**WHAT YOU NEED TO DO**
Line by line, repeat all the material exactly as it appears.

/---

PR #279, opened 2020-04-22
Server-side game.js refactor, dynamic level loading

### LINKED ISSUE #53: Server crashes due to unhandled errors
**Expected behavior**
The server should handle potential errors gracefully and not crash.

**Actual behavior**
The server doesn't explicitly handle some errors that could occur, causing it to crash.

\---

**SOLUTION FOR THIS EXERCISE**
PR #279, opened 2020-04-22
Server-side game.js refactor, dynamic level loading

### LINKED ISSUE #53: Server crashes due to unhandled errors
**Expected behavior**
The server should handle potential errors gracefully and not crash.

**Actual behavior**
The server doesn't explicitly handle some errors that could occur, causing it to crash.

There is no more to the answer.